====== Dataset records

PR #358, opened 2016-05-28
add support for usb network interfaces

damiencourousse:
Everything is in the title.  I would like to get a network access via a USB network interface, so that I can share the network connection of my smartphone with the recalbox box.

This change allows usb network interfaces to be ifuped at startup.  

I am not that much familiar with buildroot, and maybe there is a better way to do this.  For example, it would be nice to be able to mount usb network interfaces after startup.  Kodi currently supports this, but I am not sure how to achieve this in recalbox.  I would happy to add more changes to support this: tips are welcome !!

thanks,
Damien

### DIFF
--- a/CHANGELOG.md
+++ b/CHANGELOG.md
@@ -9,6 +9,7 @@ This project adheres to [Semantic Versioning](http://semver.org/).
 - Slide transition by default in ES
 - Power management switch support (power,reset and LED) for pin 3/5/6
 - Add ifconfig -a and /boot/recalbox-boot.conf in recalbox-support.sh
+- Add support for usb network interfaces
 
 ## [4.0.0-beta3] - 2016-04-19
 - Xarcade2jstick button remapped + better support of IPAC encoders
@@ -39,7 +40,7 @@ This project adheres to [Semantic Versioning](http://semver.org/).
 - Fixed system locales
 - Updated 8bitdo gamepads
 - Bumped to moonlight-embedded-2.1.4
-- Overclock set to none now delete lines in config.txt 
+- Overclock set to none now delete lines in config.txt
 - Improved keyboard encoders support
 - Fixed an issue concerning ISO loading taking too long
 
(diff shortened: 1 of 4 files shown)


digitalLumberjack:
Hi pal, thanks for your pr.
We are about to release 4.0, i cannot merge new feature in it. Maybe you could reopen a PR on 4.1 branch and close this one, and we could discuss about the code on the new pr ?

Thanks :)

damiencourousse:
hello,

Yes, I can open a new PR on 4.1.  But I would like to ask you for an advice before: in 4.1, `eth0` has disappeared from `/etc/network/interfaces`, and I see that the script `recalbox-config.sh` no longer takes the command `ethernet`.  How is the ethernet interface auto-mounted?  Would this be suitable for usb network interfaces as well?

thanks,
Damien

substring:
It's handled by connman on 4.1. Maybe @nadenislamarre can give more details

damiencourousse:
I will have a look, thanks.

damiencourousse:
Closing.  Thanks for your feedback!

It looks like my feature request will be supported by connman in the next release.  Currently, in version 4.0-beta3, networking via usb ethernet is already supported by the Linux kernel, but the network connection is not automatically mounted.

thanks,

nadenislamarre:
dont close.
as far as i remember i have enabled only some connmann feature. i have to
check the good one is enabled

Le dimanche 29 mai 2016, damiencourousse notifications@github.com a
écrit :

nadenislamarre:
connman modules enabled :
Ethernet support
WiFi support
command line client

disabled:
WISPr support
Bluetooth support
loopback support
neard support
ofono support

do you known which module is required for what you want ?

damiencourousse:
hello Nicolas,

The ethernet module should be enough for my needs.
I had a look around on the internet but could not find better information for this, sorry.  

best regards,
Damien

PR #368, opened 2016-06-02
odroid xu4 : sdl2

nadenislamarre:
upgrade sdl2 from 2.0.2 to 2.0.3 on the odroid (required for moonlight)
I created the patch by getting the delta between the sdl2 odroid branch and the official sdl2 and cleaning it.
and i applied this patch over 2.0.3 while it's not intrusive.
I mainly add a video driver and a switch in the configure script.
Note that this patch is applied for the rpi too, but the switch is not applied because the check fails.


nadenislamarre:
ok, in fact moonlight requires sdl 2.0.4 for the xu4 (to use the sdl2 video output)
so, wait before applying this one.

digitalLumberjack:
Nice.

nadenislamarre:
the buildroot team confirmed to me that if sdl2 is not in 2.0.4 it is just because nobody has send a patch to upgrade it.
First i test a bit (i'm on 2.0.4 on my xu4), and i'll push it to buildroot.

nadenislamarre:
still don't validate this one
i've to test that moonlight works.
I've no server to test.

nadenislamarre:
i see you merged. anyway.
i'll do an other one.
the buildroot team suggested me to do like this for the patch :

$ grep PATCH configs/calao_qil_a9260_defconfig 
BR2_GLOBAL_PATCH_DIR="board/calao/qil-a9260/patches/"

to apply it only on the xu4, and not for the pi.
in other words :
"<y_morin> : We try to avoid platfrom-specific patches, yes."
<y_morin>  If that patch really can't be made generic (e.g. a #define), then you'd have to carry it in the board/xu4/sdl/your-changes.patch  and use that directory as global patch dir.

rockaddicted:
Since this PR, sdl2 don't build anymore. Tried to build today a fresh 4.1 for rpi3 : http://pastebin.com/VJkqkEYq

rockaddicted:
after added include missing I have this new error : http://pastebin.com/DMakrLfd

============

### Problem
Leave out every line above except those from the line with "upgrade sdl2 from" up to and including the line with "I mainly add", and copy those exactly.

### Response area
upgrade sdl2 from 2.0.2 to 2.0.3 on the odroid (required for moonlight)
I created the patch by getting the delta between the sdl2 odroid branch and the official sdl2 and cleaning it.
and i applied this patch over 2.0.3 while it's not intrusive.
I mainly add a video driver and a switch in the configure script.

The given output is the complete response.